===== PROVIDED DATA =====

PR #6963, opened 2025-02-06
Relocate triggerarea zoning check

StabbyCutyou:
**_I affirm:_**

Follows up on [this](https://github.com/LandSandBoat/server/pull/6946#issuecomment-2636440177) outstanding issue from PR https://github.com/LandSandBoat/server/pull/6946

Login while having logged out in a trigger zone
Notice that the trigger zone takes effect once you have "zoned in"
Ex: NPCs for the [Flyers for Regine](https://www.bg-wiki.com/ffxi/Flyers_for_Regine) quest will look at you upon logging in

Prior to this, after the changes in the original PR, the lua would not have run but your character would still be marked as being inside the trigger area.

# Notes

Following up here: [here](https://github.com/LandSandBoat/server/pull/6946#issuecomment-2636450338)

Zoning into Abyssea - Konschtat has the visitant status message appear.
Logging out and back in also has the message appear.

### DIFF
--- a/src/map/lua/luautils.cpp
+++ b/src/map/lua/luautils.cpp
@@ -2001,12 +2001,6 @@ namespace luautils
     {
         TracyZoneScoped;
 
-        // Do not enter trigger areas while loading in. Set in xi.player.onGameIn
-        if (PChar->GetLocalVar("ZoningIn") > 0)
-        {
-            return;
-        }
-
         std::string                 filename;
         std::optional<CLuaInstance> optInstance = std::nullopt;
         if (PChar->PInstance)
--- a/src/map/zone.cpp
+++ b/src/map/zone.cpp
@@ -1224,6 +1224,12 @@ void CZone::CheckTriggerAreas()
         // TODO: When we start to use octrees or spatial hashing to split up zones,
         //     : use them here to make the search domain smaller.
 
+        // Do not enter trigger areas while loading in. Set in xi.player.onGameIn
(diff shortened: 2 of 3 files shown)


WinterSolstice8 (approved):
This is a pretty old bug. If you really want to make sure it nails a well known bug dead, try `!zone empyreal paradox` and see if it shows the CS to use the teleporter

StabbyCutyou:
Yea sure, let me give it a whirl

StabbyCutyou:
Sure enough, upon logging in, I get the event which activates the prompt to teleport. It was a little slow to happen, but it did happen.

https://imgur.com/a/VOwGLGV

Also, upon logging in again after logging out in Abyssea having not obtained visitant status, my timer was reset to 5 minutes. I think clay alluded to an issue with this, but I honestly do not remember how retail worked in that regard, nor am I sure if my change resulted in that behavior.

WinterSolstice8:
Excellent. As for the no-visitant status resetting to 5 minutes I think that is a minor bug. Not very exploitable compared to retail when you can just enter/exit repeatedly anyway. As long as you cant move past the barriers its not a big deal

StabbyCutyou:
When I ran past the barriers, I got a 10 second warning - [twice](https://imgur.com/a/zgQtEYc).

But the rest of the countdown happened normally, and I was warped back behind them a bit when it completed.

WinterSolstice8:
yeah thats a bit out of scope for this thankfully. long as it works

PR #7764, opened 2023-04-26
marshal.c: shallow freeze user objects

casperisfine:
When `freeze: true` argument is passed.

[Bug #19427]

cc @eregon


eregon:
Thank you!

=====

Output all the lines above. Keep each one exact.

PR #6963, opened 2025-02-06
Relocate triggerarea zoning check

StabbyCutyou:
**_I affirm:_**

Follows up on [this](https://github.com/LandSandBoat/server/pull/6946#issuecomment-2636440177) outstanding issue from PR https://github.com/LandSandBoat/server/pull/6946

Login while having logged out in a trigger zone
Notice that the trigger zone takes effect once you have "zoned in"
Ex: NPCs for the [Flyers for Regine](https://www.bg-wiki.com/ffxi/Flyers_for_Regine) quest will look at you upon logging in

Prior to this, after the changes in the original PR, the lua would not have run but your character would still be marked as being inside the trigger area.

# Notes

Following up here: [here](https://github.com/LandSandBoat/server/pull/6946#issuecomment-2636450338)

Zoning into Abyssea - Konschtat has the visitant status message appear.
Logging out and back in also has the message appear.

### DIFF
--- a/src/map/lua/luautils.cpp
+++ b/src/map/lua/luautils.cpp
@@ -2001,12 +2001,6 @@ namespace luautils
     {
         TracyZoneScoped;
 
-        // Do not enter trigger areas while loading in. Set in xi.player.onGameIn
-        if (PChar->GetLocalVar("ZoningIn") > 0)
-        {
-            return;
-        }
-
         std::string                 filename;
         std::optional<CLuaInstance> optInstance = std::nullopt;
         if (PChar->PInstance)
--- a/src/map/zone.cpp
+++ b/src/map/zone.cpp
@@ -1224,6 +1224,12 @@ void CZone::CheckTriggerAreas()
         // TODO: When we start to use octrees or spatial hashing to split up zones,
         //     : use them here to make the search domain smaller.
 
+        // Do not enter trigger areas while loading in. Set in xi.player.onGameIn
(diff shortened: 2 of 3 files shown)


WinterSolstice8 (approved):
This is a pretty old bug. If you really want to make sure it nails a well known bug dead, try `!zone empyreal paradox` and see if it shows the CS to use the teleporter

StabbyCutyou:
Yea sure, let me give it a whirl

StabbyCutyou:
Sure enough, upon logging in, I get the event which activates the prompt to teleport. It was a little slow to happen, but it did happen.

https://imgur.com/a/VOwGLGV

Also, upon logging in again after logging out in Abyssea having not obtained visitant status, my timer was reset to 5 minutes. I think clay alluded to an issue with this, but I honestly do not remember how retail worked in that regard, nor am I sure if my change resulted in that behavior.

WinterSolstice8:
Excellent. As for the no-visitant status resetting to 5 minutes I think that is a minor bug. Not very exploitable compared to retail when you can just enter/exit repeatedly anyway. As long as you cant move past the barriers its not a big deal

StabbyCutyou:
When I ran past the barriers, I got a 10 second warning - [twice](https://imgur.com/a/zgQtEYc).

But the rest of the countdown happened normally, and I was warped back behind them a bit when it completed.

WinterSolstice8:
yeah thats a bit out of scope for this thankfully. long as it works

PR #7764, opened 2023-04-26
marshal.c: shallow freeze user objects

casperisfine:
When `freeze: true` argument is passed.

[Bug #19427]

cc @eregon


eregon:
Thank you!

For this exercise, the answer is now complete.